→ **Instructions to follow**
Work out the count of lines in the entries below that include "CommandException", and write only that count.

→ **Dataset extract**
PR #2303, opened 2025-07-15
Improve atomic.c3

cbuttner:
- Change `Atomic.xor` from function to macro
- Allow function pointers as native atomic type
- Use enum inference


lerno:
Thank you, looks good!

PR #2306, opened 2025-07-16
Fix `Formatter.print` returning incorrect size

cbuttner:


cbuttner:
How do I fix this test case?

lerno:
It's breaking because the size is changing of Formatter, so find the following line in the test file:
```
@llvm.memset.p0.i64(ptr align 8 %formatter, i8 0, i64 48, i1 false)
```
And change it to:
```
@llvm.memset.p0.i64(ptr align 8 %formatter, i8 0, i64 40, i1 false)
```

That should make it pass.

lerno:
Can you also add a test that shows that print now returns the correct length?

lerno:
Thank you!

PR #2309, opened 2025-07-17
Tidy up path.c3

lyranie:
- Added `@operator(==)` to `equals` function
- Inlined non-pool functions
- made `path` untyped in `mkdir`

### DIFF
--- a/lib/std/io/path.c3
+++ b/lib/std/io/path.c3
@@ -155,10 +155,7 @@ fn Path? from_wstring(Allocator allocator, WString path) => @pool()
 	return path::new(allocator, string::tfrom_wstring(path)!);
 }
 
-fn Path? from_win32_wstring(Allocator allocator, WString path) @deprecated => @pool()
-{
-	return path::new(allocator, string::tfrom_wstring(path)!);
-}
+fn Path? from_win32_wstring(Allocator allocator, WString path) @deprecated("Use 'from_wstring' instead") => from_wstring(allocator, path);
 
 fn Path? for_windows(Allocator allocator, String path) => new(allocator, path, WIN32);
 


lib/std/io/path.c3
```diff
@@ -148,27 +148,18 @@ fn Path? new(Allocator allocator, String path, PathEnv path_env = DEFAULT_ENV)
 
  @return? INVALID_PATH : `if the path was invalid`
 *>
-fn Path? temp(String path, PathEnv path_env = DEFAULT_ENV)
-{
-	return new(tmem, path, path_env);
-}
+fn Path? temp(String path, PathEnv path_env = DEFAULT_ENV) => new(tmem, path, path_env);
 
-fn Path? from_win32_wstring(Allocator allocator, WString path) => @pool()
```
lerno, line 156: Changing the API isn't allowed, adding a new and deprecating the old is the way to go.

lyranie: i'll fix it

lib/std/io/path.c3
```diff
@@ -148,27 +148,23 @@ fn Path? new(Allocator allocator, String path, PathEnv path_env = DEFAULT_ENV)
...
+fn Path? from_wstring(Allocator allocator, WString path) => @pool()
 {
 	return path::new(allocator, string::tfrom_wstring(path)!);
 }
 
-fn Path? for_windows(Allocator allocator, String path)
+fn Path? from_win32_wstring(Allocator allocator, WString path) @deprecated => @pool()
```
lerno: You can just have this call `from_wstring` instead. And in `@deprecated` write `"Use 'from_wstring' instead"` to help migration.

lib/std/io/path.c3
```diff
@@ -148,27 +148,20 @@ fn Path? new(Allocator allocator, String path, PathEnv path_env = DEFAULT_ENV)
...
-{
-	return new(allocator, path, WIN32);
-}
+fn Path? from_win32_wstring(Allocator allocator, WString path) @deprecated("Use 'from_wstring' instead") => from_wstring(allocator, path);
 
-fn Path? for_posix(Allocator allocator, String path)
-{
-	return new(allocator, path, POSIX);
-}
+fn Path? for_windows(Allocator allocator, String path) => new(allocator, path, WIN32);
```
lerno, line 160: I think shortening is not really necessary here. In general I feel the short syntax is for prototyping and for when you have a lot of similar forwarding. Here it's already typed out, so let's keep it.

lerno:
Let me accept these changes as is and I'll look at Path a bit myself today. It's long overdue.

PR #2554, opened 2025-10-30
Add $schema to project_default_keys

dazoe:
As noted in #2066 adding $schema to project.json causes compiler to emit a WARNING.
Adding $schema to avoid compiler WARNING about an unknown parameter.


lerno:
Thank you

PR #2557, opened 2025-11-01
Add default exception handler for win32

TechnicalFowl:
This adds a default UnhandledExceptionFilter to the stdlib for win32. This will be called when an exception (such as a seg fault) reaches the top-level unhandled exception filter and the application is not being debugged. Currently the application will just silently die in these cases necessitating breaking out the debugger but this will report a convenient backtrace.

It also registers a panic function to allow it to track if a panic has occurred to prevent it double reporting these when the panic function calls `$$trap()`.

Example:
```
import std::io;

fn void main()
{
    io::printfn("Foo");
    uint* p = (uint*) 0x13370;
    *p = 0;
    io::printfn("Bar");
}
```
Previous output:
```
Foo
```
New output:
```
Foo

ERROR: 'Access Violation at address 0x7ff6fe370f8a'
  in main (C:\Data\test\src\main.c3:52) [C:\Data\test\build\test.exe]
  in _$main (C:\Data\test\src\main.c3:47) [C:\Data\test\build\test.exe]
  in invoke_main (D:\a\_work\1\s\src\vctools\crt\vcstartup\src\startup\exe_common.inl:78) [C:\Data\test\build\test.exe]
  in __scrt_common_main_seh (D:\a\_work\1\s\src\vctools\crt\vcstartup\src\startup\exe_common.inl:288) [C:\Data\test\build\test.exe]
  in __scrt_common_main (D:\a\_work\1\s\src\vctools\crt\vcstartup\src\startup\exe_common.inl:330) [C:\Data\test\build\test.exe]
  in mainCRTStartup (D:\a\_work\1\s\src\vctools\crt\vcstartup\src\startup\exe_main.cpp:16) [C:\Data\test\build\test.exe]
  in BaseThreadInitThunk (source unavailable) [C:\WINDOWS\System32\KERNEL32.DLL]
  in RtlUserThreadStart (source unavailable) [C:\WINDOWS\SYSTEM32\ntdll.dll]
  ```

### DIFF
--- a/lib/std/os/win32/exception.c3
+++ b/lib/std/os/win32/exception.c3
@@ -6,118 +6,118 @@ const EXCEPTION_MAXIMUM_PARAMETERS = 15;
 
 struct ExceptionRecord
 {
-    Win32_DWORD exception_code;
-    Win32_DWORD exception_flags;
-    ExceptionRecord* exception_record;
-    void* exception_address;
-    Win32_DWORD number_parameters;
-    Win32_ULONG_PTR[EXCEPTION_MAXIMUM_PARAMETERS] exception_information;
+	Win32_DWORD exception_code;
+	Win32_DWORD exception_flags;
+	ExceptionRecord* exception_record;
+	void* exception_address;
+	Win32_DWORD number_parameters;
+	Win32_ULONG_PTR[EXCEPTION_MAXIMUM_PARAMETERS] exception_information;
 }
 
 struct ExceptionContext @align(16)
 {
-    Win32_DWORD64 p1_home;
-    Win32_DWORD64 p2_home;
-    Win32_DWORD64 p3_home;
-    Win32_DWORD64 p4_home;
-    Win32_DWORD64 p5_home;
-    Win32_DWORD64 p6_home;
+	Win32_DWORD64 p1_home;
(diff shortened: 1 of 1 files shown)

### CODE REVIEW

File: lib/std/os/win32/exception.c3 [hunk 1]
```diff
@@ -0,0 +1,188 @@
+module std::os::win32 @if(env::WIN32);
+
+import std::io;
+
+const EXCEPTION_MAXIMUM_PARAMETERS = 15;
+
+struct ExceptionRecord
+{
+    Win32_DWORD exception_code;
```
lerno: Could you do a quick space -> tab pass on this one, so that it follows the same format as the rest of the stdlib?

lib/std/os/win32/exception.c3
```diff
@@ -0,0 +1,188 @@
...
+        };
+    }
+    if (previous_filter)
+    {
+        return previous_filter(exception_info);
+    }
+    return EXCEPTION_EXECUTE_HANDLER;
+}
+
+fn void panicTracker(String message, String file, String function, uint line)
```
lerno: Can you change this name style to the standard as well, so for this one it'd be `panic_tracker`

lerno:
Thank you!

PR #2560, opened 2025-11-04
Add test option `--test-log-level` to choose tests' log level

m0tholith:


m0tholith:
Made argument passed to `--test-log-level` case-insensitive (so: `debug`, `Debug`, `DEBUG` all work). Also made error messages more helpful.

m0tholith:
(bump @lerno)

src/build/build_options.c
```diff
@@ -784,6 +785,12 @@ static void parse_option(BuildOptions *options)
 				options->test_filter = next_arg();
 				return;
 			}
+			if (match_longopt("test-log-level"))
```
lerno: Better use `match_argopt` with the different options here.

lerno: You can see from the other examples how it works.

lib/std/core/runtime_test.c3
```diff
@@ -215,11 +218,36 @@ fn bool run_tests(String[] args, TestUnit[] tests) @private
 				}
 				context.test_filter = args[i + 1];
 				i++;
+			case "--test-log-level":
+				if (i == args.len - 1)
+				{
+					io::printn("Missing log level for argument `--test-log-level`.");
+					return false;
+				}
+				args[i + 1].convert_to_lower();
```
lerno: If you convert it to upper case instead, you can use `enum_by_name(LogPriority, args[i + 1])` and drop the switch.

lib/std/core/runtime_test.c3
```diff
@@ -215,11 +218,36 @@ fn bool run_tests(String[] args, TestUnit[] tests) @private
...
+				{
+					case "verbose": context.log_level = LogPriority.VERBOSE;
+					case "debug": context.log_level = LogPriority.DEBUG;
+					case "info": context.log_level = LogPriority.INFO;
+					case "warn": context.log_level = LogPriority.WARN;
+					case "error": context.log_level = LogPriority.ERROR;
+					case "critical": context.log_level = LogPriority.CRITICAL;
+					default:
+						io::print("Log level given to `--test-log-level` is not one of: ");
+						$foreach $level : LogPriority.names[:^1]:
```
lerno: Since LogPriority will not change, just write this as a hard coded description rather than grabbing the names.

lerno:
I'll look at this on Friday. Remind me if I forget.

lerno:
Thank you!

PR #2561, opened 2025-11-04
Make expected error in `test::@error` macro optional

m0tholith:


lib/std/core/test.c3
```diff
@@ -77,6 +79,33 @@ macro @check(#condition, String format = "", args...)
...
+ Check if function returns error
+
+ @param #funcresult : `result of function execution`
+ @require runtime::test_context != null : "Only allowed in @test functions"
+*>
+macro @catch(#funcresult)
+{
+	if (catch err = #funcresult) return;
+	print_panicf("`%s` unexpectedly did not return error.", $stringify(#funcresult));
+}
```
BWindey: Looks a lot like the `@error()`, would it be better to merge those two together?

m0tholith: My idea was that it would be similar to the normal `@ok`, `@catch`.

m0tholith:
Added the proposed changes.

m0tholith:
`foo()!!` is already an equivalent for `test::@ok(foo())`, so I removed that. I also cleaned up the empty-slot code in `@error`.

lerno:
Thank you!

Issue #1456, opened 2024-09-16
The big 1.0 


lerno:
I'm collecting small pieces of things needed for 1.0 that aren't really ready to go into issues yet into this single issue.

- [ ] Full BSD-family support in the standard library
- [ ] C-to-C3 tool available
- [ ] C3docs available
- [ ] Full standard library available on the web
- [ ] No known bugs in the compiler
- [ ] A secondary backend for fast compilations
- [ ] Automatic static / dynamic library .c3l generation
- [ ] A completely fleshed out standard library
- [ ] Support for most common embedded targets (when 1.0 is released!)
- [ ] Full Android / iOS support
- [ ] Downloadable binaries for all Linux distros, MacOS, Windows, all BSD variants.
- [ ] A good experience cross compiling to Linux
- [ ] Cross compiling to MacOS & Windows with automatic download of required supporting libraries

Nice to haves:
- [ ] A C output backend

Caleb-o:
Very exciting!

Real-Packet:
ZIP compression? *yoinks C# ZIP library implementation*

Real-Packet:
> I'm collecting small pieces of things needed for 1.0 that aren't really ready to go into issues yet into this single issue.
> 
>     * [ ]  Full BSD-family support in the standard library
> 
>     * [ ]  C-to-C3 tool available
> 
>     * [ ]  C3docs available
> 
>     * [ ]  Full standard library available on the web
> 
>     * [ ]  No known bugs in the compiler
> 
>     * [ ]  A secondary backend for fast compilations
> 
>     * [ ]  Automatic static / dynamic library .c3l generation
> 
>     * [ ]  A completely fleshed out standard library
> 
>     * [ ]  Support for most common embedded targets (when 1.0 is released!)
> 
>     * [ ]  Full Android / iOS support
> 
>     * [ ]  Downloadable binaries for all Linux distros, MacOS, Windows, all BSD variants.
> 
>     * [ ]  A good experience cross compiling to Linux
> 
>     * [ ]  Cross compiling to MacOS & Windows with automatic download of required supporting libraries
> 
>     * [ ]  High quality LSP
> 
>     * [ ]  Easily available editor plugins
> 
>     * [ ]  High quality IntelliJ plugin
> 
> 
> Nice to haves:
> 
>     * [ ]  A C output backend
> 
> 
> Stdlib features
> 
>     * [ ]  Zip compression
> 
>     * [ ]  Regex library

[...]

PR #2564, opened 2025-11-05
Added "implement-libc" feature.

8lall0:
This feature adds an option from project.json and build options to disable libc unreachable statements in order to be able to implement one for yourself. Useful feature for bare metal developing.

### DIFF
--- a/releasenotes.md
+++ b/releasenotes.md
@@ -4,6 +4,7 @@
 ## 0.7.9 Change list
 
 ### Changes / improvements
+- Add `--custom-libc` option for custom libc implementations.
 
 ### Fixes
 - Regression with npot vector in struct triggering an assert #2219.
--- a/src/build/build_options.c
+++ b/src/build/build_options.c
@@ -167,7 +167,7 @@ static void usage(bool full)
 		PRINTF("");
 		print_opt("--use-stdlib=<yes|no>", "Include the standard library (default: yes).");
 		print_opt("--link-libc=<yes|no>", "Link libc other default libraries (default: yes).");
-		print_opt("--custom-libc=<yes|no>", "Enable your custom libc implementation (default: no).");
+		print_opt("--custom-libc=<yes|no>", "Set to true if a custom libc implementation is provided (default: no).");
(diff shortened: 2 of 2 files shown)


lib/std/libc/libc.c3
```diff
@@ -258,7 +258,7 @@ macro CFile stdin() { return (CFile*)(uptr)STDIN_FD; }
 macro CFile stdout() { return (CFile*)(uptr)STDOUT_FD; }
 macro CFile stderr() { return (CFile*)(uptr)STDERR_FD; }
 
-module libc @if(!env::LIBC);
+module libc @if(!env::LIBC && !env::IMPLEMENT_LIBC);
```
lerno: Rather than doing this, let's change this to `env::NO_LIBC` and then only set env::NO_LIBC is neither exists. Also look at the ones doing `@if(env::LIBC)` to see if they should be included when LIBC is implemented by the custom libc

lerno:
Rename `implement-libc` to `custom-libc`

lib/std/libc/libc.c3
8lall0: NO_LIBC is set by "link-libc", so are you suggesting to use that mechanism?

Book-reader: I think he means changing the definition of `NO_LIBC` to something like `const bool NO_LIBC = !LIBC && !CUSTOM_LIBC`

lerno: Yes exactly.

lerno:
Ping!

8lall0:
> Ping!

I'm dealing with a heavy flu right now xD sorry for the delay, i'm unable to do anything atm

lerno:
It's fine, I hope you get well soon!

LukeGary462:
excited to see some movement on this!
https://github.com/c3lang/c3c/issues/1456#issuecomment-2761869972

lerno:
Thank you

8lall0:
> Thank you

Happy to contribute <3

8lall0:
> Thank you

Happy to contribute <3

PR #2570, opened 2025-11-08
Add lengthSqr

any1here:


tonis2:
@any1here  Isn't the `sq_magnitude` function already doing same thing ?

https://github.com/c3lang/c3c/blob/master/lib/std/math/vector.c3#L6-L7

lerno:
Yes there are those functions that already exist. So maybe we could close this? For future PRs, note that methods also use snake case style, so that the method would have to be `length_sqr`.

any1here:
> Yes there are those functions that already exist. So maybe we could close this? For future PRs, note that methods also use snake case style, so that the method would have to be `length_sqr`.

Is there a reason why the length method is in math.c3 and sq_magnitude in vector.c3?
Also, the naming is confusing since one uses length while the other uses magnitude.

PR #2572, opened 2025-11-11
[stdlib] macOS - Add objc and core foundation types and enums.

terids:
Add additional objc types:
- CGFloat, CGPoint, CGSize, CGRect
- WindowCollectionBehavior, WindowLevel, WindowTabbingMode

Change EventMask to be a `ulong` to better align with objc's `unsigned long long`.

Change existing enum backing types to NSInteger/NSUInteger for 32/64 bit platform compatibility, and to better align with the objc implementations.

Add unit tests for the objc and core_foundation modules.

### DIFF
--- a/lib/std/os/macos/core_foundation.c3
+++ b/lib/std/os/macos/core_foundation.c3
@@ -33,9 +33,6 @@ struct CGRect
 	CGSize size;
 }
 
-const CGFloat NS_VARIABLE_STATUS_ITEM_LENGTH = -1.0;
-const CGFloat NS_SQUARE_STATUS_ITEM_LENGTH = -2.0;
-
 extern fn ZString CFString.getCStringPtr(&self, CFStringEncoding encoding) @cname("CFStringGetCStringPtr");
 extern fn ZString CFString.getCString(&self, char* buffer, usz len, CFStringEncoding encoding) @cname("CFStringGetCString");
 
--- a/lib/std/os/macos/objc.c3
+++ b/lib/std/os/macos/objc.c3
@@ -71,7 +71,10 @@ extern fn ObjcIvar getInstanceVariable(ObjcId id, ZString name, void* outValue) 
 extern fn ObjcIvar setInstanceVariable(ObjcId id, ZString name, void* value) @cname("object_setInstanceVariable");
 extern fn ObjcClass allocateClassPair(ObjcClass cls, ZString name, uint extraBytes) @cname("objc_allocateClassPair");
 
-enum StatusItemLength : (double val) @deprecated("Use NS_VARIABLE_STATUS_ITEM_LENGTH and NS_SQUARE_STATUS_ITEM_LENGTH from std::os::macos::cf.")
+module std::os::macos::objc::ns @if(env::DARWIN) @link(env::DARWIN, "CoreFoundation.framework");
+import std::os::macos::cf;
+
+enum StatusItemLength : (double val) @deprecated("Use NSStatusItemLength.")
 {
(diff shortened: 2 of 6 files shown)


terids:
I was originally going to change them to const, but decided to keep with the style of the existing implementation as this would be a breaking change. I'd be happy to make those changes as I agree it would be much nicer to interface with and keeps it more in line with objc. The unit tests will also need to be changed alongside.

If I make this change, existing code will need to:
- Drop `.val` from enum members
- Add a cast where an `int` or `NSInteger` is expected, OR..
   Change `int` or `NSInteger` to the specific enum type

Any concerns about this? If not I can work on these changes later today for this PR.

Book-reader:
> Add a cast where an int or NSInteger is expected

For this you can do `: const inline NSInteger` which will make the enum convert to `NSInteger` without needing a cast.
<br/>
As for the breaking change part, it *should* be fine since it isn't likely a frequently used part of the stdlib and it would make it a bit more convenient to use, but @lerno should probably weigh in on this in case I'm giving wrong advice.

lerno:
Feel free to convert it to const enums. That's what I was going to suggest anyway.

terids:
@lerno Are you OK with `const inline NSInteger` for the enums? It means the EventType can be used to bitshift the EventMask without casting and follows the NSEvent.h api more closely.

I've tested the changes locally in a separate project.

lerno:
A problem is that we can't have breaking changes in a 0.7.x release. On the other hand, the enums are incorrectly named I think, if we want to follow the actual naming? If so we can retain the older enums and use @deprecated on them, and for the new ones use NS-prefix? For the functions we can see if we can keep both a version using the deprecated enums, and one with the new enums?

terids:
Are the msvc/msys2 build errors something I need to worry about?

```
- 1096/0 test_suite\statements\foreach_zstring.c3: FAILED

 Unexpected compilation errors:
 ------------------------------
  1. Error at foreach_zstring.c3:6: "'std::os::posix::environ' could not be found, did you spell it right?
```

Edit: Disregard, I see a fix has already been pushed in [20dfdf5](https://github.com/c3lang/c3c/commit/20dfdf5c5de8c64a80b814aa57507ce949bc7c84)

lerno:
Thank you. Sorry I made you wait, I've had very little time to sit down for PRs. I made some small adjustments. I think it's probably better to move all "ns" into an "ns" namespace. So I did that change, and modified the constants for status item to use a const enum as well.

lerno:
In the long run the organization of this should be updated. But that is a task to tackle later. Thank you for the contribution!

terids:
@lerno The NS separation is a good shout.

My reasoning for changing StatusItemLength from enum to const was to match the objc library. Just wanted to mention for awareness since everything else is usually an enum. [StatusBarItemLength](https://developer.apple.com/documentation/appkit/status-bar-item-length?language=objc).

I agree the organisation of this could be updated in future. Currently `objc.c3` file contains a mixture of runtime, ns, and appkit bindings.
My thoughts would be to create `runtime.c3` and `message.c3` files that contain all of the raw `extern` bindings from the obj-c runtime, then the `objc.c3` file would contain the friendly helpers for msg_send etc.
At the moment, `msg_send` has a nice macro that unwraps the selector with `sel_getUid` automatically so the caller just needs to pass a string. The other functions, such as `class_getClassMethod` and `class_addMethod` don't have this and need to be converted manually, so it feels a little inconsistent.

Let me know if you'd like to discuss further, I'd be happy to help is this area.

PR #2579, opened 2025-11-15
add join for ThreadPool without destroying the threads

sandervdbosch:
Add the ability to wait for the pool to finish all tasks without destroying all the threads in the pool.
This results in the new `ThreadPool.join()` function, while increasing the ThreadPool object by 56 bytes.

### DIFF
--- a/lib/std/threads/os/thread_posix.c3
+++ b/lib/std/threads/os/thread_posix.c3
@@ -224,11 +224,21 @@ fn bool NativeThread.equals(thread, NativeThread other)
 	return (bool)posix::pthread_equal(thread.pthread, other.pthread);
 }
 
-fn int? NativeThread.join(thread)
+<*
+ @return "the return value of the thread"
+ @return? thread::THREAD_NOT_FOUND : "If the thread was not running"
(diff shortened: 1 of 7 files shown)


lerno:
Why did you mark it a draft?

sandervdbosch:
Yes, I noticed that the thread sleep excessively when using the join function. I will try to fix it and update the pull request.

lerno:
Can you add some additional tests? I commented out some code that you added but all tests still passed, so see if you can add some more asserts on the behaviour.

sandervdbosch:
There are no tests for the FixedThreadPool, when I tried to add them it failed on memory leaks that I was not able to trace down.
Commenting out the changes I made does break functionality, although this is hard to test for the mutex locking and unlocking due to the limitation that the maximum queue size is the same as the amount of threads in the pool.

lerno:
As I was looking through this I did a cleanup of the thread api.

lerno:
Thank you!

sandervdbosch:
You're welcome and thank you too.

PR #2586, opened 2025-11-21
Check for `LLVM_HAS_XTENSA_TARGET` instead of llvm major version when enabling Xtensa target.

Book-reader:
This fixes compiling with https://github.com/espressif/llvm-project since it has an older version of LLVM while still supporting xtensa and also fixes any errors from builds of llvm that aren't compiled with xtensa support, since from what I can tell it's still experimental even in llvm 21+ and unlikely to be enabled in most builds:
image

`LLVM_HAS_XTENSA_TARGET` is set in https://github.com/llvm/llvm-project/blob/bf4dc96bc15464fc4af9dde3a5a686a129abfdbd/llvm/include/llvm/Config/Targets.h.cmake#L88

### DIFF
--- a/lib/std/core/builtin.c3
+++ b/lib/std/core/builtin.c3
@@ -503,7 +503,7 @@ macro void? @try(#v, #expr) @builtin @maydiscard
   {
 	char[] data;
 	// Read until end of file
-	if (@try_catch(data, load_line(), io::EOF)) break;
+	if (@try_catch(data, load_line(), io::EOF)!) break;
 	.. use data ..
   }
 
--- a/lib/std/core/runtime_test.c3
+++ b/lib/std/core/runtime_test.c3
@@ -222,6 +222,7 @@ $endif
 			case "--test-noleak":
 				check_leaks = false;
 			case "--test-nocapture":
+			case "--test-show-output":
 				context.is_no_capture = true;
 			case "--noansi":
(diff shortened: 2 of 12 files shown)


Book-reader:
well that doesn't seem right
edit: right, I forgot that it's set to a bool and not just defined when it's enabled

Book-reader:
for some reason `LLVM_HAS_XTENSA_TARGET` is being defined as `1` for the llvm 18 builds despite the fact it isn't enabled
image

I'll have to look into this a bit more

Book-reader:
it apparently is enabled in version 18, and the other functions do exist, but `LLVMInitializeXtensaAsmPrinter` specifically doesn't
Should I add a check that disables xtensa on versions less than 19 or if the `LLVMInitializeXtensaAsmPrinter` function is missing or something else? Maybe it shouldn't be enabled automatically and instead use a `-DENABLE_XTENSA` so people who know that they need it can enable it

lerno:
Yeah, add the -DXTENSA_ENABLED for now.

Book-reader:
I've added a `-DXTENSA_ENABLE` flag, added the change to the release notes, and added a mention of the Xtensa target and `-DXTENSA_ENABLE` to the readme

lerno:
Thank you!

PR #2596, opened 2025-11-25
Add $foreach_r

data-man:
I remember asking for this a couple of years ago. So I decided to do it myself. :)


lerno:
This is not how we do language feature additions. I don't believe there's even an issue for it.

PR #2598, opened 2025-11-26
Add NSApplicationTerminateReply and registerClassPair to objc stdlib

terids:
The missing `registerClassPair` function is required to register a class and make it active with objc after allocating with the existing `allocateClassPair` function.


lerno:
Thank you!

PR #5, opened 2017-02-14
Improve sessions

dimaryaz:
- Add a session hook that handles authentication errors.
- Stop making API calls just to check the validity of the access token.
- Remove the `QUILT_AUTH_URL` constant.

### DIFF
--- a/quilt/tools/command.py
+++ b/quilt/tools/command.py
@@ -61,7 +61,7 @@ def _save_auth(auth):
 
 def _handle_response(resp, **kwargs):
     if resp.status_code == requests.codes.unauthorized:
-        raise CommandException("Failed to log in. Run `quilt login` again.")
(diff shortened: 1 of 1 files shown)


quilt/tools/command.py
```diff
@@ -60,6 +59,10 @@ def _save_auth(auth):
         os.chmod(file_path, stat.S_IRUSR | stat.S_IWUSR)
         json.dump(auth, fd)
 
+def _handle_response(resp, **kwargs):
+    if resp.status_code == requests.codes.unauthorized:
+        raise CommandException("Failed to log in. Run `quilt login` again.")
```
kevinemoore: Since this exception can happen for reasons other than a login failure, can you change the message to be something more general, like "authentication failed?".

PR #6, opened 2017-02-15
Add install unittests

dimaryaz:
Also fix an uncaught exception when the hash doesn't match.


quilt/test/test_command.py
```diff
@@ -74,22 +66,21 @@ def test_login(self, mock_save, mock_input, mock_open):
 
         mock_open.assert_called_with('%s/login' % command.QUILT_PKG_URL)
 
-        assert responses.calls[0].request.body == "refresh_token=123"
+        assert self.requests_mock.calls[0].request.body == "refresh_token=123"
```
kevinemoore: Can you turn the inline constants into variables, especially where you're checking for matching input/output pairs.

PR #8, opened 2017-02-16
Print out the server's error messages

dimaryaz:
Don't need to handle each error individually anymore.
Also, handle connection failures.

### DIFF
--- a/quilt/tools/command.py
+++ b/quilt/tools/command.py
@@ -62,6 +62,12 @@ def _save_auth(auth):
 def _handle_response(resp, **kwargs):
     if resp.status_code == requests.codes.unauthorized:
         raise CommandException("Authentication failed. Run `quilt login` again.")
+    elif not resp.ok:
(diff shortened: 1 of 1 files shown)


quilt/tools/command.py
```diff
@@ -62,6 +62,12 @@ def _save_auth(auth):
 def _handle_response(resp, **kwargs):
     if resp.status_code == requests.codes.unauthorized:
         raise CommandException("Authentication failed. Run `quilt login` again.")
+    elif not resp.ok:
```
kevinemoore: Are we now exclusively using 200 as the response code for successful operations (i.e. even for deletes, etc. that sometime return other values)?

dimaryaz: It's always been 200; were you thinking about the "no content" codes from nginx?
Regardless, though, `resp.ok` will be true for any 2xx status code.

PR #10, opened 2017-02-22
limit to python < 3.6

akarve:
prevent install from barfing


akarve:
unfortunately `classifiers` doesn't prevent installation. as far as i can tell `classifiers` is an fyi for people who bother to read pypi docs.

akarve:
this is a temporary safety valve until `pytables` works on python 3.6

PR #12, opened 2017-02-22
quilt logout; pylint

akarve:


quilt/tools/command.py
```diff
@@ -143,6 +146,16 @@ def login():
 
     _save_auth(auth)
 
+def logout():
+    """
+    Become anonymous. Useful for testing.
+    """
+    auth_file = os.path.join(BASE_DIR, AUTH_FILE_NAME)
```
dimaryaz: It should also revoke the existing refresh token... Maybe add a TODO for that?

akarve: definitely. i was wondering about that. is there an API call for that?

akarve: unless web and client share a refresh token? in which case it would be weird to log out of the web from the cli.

→ **Solution below**
4